Stored items
PR #4980, opened 2018-07-03
fixes new qual regression in 4.0.5.0

davidbenjamin:
@droazen Can you review this once tests pass?

### DIFF
--- a/src/main/java/org/broadinstitute/hellbender/tools/walkers/genotyper/afcalc/AlleleFrequencyCalculator.java
+++ b/src/main/java/org/broadinstitute/hellbender/tools/walkers/genotyper/afcalc/AlleleFrequencyCalculator.java
@@ -102,7 +102,7 @@ public final class AlleleFrequencyCalculator extends AFCalculator {
                 final int[] nonVariantIndices = nonVariantIndicesByPloidy.get(ploidy);
                 final double[] nonVariantLog10Posteriors = MathUtils.applyToArray(nonVariantIndices, n -> log10GenotypePosteriors[n]);
                 // when the only alt allele is the spanning deletion the probability that the site is non-variant
-                // may be so close to 1 thatfinite precision error in log10SumLog10 yields a positive value,
+                // may be so close to 1 that finite precision error in log10SumLog10 yields a positive value,
                 // which is bogus.  Thus we cap it at 0.
                 log10PNoVariant += Math.min(0,MathUtils.log10SumLog10(nonVariantLog10Posteriors));
             }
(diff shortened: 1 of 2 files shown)


ldgauthier:
This is the second precision bug we've had related to the AlleleFrequencyCalculator recently.  Adding epsilons and min(zero, littleValue) seems like a code smell, but no suggestions immediately jump to mind.

EvanTheB:
https://github.com/broadinstitute/gatk/commit/9a4fb6d4e5fd2a226db820a8b4062c139b66e2ef
There is a standard math variant of log(x) for calculating the common log(1+x). It avoids numerical error for small x.

davidbenjamin:
@EvanTheB You have a point, because the implementation of `logSumLog` (okay it's log10 but that's ugly so let's pretend we live in a parallel universe where the GATK uses only natural log) is (assume that `B < A` below)
```
log (10^A + 10^B . . .) = A + log(1 + 10^(B - A) . . .)
```
the accuracy of which could certainly be improved via the dedicated `log1p` method, especially when `B << A`.  But accuracy alone doesn't necessarily address the issue.  I mean, the results we're getting are like 10^-21 instead of 0.  If the numerical answer is epsilon, the crucial thing is that epsilon must be negative, not that abs(epsilon) be minimized.  Now, one could always truncated the (alternating) Taylor series for `log(1 + 10^(B - A) . . .)` at some fixed order that guarantees it's an underestimate, but first, even if that's the implementation of `log1p` it's brittle to rely on that; and second, it's not guaranteed that the leading term in dominant.

Another alternative is instead of calculating the probability of all the non-variant (that is, hom ref but also het ref / span del and hom span del) genotypes add up just the variant genotypes and subtract those probabilities from 1.  I hesitate to do this because it's less efficient when there are many alt alleles (there are many more variant genotypes than non-variant).  Granted, it's only when span dels are present, but I still don't like it.

src/main/java/org/broadinstitute/hellbender/tools/walkers/genotyper/afcalc/AlleleFrequencyCalculator.java
```diff
@@ -101,7 +101,10 @@ public AFCalculationResult getLog10PNonRef(final VariantContext vc, final int de
                 nonVariantIndicesByPloidy.computeIfAbsent(ploidy, p -> genotypeIndicesWithOnlyRefAndSpanDel(p, alleles));
                 final int[] nonVariantIndices = nonVariantIndicesByPloidy.get(ploidy);
                 final double[] nonVariantLog10Posteriors = MathUtils.applyToArray(nonVariantIndices, n -> log10GenotypePosteriors[n]);
-                log10PNoVariant += MathUtils.log10SumLog10(nonVariantLog10Posteriors);
+                // when the only alt allele is the spanning deletion the probability that the site is non-variant
+                // may be so close to 1 thatfinite precision error in log10SumLog10 yields a positive value,
+                // which is bogus.  Thus we cap it at 0.
+                log10PNoVariant += Math.min(0,MathUtils.log10SumLog10(nonVariantLog10Posteriors));
```
droazen: Is it possible to add a unit test that fails before this fix, and passes after it?

PR #4982, opened 2018-07-04
Add optional summary table output to ValidateBasicSomaticShortMutations

davidbenjamin:
With this addition, summarizing the results of the MC3 validation will use more GATK, less scripting.


davidbenjamin:
@LeeTL1220 do you mind reviewing?

PR #4984, opened 2018-07-05
Created "variantcalling" test group and split them off from the rest of the integration tests for runtime purposes

### LINKED ISSUE #4983: Split travis integration tests into two jobs to reduce test runtime
Currently the travis CI integration test task is the longest running task, which currently clocks in uncomfortably close to 70 minute hard limit on task runtime. One solution to this would be to split off a second job encompassing some of the longest running integration tests, namely a `VariantCallingIntegrationTests` tag. If we wanted to split the integration tests further then we could also consider splitting off the spark integration tests, which also take some time.

jamesemery:
Fixes #4983

### DIFF
--- a/build.gradle
+++ b/build.gradle
@@ -423,7 +423,7 @@ test {
         } else if (TEST_TYPE == "all"){
             //include everything
         } else {
-            excludeGroups "cloud", "bucket", "python", "funcotatorValidation", "variantcalling"
+            excludeGroups "cloud", "bucket", "python", "funcotatorValidation"
         }
     }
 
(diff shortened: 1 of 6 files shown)


build.gradle
```diff
@@ -408,19 +408,22 @@ test {
...
             includeGroups "spark"
-            excludeGroups "cloud", "bucket", "python", "funcotatorValidation"
+            excludeGroups "cloud", "bucket", "python", "funcotatorValidation", "variantcalling"
         } else if (TEST_TYPE == "python") {
             includeGroups "python"
         } else if (TEST_TYPE == "all"){
             //include everything
         } else {
-            excludeGroups "cloud", "bucket", "python", "funcotatorValidation"
+            excludeGroups "cloud", "bucket", "python", "funcotatorValidation", "variantcalling"
```
droazen: I think that the `variantcalling` tests should not be excluded in the `else` clause here, since the intention of the else clause is to include all the "normal" (unit/integration) tests, I believe.

PR #4988, opened 2018-07-06
Memory-less HMM for baseline state and silent CNV class

mbabadi:
This slight change in the copy-number calling model is expected to (1) bring the interpretation of the model hyperparameters closer to what is implied, and (2) perhaps represent the reality of CNV events better.


mbabadi:
@samuelklee this is a short PR, though, please review my math carefully.

samuelklee:
Thanks for putting this together!  Any chance we can run some subset of the evaluations while I review?  @asmirnov239 this might be a good time to set up some of the evaluations in FC.

samuelklee:
This looks OK to me.  If I understand correctly, the decaying probability to stay in a class/state now only applies to the silent class and the baseline copy-number state?

@asmirnov239 Let's try to do a quick run on GPC2 to see how performance changes.  You might want to sweep `p-alt`, `p-active`, and `cnv-coherence-length` again, since I don't think we should expect the optimal parameters to be the same across both HMMs; perhaps just sample the corners of the hypercube.  Then let's rerun a SFARI cohort with 1) the filtered target list, 2) this HMM change, and 3) both, using optimal parameters.

samuelklee:
@asmirnov239 Evaluations can wait until they've been automated, but don't forget to test this change at some point.

ldgauthier:
@asmirnov239 is this worth going back to now that we have the SFARI and 1000G evaluations set up?

asmirnov239:
@ldgauthier Yes, definitely. I believe Jack has done some evaluations in the past that were inconclusive, but I can benchmark this branch now and see if we get improvements with certain types of CNV categories.

samuelklee:
@asmirnov239 did you ever run this with the latest version of your evaluation? If so, it might be good to record the conclusions here, and then merge/close as appropriate.

PR #8332, opened 2022-03-27
Set grafana log level to error

joshbwlng:
Grafana logs were a bit too noisy

Change-type: patch


joshbwlng:
@balena-ci I self certify!

PR #8360, opened 2022-03-31
Lucianbuzzo/tab selection persist

LucianBuzzo:
This PR converts many Lenses to use the new `TabbedContractLayout` component, and also adds preservation of tab selection and relationship selection to the UI. The selection is per type, so navigating to a different contract of the same type will keep the same tabs active.


LucianBuzzo:
@balena-ci I self-certify!

PR #8363, opened 2022-03-31
UI: Use HTTP API for initial contract data load

LucianBuzzo:
Using the HTTP API for the initial data load is notably faster than
waiting for a websocket connection and querying the payload over WSS,
resulting in a snappier UX.

Change-type: patch

***

test suite!


LucianBuzzo:
@balena-ci I self-certify!

PR #8364, opened 2022-04-01
Increase timeouts on haproxy pg and redis to prevent timeouts from JF

ramirogm:
Change-type: patch

***

test suite!


apps/haproxy/haproxy.cfg
```diff
@@ -33,14 +33,18 @@ acl host_prometheus_backend hdr_dom(host) -i prometheus.ly.fish.local
 use_backend prometheus_backend if host_prometheus_backend
 
 frontend tcp_5432_in
-mode tcp
-bind *:5432
-default_backend postgres_backend
+  bind *:5432
+  mode tcp
+  log global
```
joshbwlng, line 38: Do we need to change log settings? If I'm not mistaken this change isn't really useful as we don't have anything log-related configured in the `global` section at the top of the file.

apps/haproxy/haproxy.cfg
```diff
@@ -33,14 +33,18 @@ acl host_prometheus_backend hdr_dom(host) -i prometheus.ly.fish.local
...
+  timeout client 1440m
```
joshbwlng, line 39: I would rather set timeout settings in a global way and not on a per-service basis. This is done in this file in the `defaults` section, and in a slightly more legible way here: https://github.com/product-os/jellyfish/pull/6847/files#diff-ae1fba26d587e6e571217dbbd34ecdaca8b9adc59423ef18c144193debf30995

Maybe we can bring timeout related settings from that PR into this one and tweak the timeouts to be a bit more if necessary. Also, is there a reason you went with 1440 minutes? It seems a bit excessive. There are downsides to turning this up too much: https://discourse.haproxy.org/t/turn-off-all-timeouts/91

joshbwlng: We need to remember that haproxy will be used in production before too long and not assume that these settings are only for development.

joshbwlng:
@ramirogm Thanks for the PR! Left a quick comment, but still need to confirm functionality when working with Jellyfish both locally and through Livepush. Just a note that this haproxy service is currently only used in testing/development, but will be used in production before too long so we should keep that in mind when making any changes to its configuration.

Also, when all services are running in compose/balena, connections from the JF server to the db/cache are direct and not through haproxy so no timeouts like the ones you're currently facing should occur. Nothing wrong with your PR in this regard, just wanted to make sure we're on the same page. 👍

apps/haproxy/haproxy.cfg
```diff
@@ -33,14 +33,18 @@ acl host_prometheus_backend hdr_dom(host) -i prometheus.ly.fish.local
...
+  default_backend postgres_backend
 
 frontend tcp_6379_in
-mode tcp
-bind *:6379
-default_backend redis_backend
+  bind *:6379
+  mode tcp
+  log global
+  timeout client 1440m
```
joshbwlng, line 46: Any reason you went with 1440m? I think you can set it to 0 for infinite. That being said, we will probably want to remove the ability to connect to postgres/redis through haproxy when haproxy is used in production. Not sure about this yet, just thinking out loud. 🤔

apps/haproxy/haproxy.cfg
ramirogm: Correct, this is mostly a leftover, I'll remove it

apps/haproxy/haproxy.cfg
ramirogm: 1440m is just a big number not to experience the issue. More about this below

ramirogm:
Thanks for the feedback. I didn't realize the haproxy config was meant to also be used in prod later, but that makes sense. And we should be careful about making changes

>Also, when all services are running in compose/balena, connections from the JF server to the db/cache are direct and not through haproxy so no timeouts like the ones you're currently facing should occur
Right

As a general comment, this PR is a workaround for an issue that I think could also occur in other cases. The `haproxy` configuration causes the timeout after 60secs of inactivity. We can increase that timeout, ok. But the issue that bothers me is that JF doesn't handle the error and node exits. It should reconnect IMO. I still need to track down why this is happening as part of my onboarding to JF.

joshbwlng:
@ramirogm I completely agree that JF should intelligently reconnect instead of erroring out. We should still push forward with this PR though and get the haproxy config in as good of shape as possible. I'm off today, so will try and come back to this tomorrow. :+1:

joshbwlng:
@ramirogm Breaking out the readme changes you made in this PR to https://github.com/product-os/jellyfish/pull/8372

joshbwlng:
Also breaking out the haproxy timeout settings into this PR: https://github.com/product-os/jellyfish/pull/8374
Should note that I've dropped the `retries 2` changes as the default for `retries` is 3 and I don't see any reason why we would want to manually drop that down to 2. [Source](https://www.haproxy.com/blog/haproxy-layer-7-retries-and-chaos-engineering/)

I've confirmed locally that the timeout we were seeing with that particular local development setup no longer occurs. Also confirmed that nothing is changed when running Jellyfish through Livepush on a balena device. Let me know though if you run into anything or have any issues with my PR.

ramirogm:
Thanks @joshbwlng, I'll proceed with the `docs/developing` updates in a new PR

PR #8365, opened 2022-04-01
Update push-lib to work with new apps

joshbwlng:
Just adding a file exists check for
package-lock.json instead of assuming it
exists as some apps are not node-based.

Change-type: patch

***

test suite!


joshbwlng:
@balena-ci I self certify!

PR #8369, opened 2022-04-04
Use cursors for loading timeline data

LucianBuzzo:
This change switches from using a centralized stream for timeline data,
to a separate cursor, held in memory in the timeline component. The
cursor allows for smarter pagination and a simpler data flow.
This change also fixes an issue where timeline stream would not
disconnect when the timeline component unmounted and fixes another issue
where the timeline would paginate multiple times on initial load.


LucianBuzzo:
@balena-ci I self-certify!

PR #8374, opened 2022-04-05
Update haproxy config

joshbwlng:
Update whitespace to match official examples.
Update timeouts to help avoid unnecessary disconnects.

Change-type: patch

***

Main change here is in the haproxy timeout settings. When using `npm run compose:database` to run Postgres and Redis through haproxy in local compose to work with a local instance of the Jellyfish server not in compose, the connection would timeout and cause the server to crash. This crash is something that should be dealt with in AutumnDB (more intelligent reconnect attempts when necessary), but we also don't need to be strict at all with Postgres and Redis connection timeouts as this is only used during local development. This will change though when we move to run production Jellyfish on balena and therefore use haproxy in production, in which case we should probably drop Postgres and Redis haproxy entries entirely.

Original PR: https://github.com/product-os/jellyfish/pull/8364

### DIFF
--- a/apps/haproxy/haproxy.cfg
+++ b/apps/haproxy/haproxy.cfg
@@ -1,10 +1,10 @@
 global
-tune.ssl.default-dh-param 1024
+  tune.ssl.default-dh-param 1024
 
 defaults
-  timeout connect 5000
-  timeout client 60000
-  timeout server 60000
+  timeout connect 5s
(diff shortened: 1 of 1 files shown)


joshbwlng:
@balena-ci I self certify!

joshbwlng:
@balena-ci rebase

PR #8377, opened 2022-04-05
UI: Don't use slice filtering when viewing data in a tab

LucianBuzzo:
Previously, when viewing linked data, slices would be used (e.g.  prefiltering for status:open). However in most cases, this is not appropriate and can be misleading.
With this change, slices will only be used when rendering results from a View.

Change-type: minor

***

test suite!


LucianBuzzo:
@balena-ci I self-certify!

ghost (approved):

PR #8381, opened 2022-04-05
UI: Load all results when generating a CSV download

LucianBuzzo:
Previously, only the results loaded into the client would be downloaded.
Now all matching results are loaded, paginating data if necessary.

Change-type: patch

***

test suite!


Jazzagi:
@LucianBuzzo Can you give me a ping when this is merged please? I'd like to download forums data but my index finger won't thank me if i try without this improvement! :)

LucianBuzzo:
@balena-ci I self-certify!

PR #8420, opened 2022-04-10
Set NODE_ENV=development for server dev

joshbwlng:
Change-type: patch

***

Ensure that `NODE_ENV` is set to `development` when running the server during development.


joshbwlng:
@balena-ci I self certify!

PR #8447, opened 2022-04-14
Fix switching between lenses

karaxuna:
`/all` view does not have `data.slices` field, causing `slice` being null.
Does kanban lens make sense if there is no slice? This is a quick fix, need to discuss this further.

Change-type: patch

### DIFF
--- a/apps/ui/lib/lens/common/LiveCollection/Renderer.tsx
+++ b/apps/ui/lib/lens/common/LiveCollection/Renderer.tsx
@@ -79,7 +79,7 @@ const getTypesFromSchema = (schema) => {
 
 const setSliceFilter = (filters, lens, slice) => {
 	// We only want to filter by slice if the lens does not supports slices itself!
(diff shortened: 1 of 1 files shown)


LucianBuzzo (approved):

LucianBuzzo:
@karaxuna Is there a sane default we could use in the Kanban lens if there are no slices? I can't think of one...
It might be the case that Kanban is only offered if it can actually divide up the results with a slice...

LucianBuzzo:
@karaxuna Yeah that could work, but it could also be horrendous 😂 
Maybe the sane thing is just to not render the Kanban lens if there are no slices. I'm not sure if we currently have a mechanism for doing this though

karaxuna:
> Yeah that could work, but it could also be horrendous

Agree. 

> Maybe the sane thing is just to not render the Kanban lens if there are no slices. I'm not sure if we currently have a mechanism for doing this though

I could not find a quick way to hide Kanban lens.

karaxuna:
@balena-ci rebase

PR #8468, opened 2022-04-19
Update registry/mdns services

joshbwlng:
Simplify registry and mdns service configuration,
resolving neverending service restarts

Change-type: patch


joshbwlng:
@balena-ci I self certify!

Issue #950, opened 2019-02-18
Request to make console optional for default construction


shamasis:
**The version of Ajv you are using**
latest

**The environment you have the problem with**
NodeJS vm.js

**Your code (please make it as small as possible to reproduce the issue)**
```
var Ajv = require('ajv'),
    ajv = new Ajv(); // note {logger: console} not provided
```

**Issue**
Ajv assumes console to be present in the environment. It is an acceptable for all normal use cases. But we use AJV within Node VM module and that is sandboxed to not have console.

The following line https://github.com/epoberezkin/ajv/blob/master/lib/ajv.js#L488 assumes console to be present. This results in issues such as https://github.com/postmanlabs/postman-app-support/issues/3199 and requires to have a longer boilerplate code.

If it is okay, we can send a PR that checks if console is absent even in global scope and injects a stub.

epoberezkin:
I am not convinced that making Ajv resilient to the absence of global console is the right approach, given that
1) 2 main JS environments have it (and probably most main environments have it)
2) there are simple solutions that don’t require library changes:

Exercise brief
Where the data above reaches the line holding "Just adding a file exists check for", begin printing, and stop after the line holding "This change switches". Each line must be reproduced exactly, with nothing else added.

Task output
Just adding a file exists check for
package-lock.json instead of assuming it
exists as some apps are not node-based.

Change-type: patch

***

test suite!


joshbwlng:
@balena-ci I self certify!

PR #8369, opened 2022-04-04
Use cursors for loading timeline data

LucianBuzzo:
This change switches from using a centralized stream for timeline data,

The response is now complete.